* _What is needed_
Which of the lines below include "priv"? Each one should be copied out.

* _Stored data_
--- START ---

PR #1032, opened 2021-06-07
[#1031] Find implementations for callback functions

### LINKED ISSUE #1031: Go to implementation for callback functions
When hovering a callback function such as:

```
-callback to_be_implemented() -> ok.
```

It would be great to be able to retrieve a list of all available implementations and to jump to those.

robertoaloi:
### Description

Using the info from the DB, we can "jump to implementation" for callback functions. This can be especially useful in presence of _optional_ callbacks which only certain modules implement.

For example, the `els_code_lens` behaviour is used in 5 modules, but only 2 of them implement the `precondition/1` callback:

Screenshot 2021-06-07 at 09 53 09

`lsp-find-implementation`

Screenshot 2021-06-07 at 09 53 36

Fixes #1031 .

### DIFF
--- a/apps/els_lsp/priv/code_navigation/src/implementation.erl
+++ b/apps/els_lsp/priv/code_navigation/src/implementation.erl
@@ -1,0 +1,3 @@
+-module(implementation).
+
+-callback to_be_implemented() -> ok.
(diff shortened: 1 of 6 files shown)


TheGeorge (approved):

TheGeorge:
Nice! This will be useful to have.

--- END ---

* _Exercise answer_
--- a/apps/els_lsp/priv/code_navigation/src/implementation.erl
+++ b/apps/els_lsp/priv/code_navigation/src/implementation.erl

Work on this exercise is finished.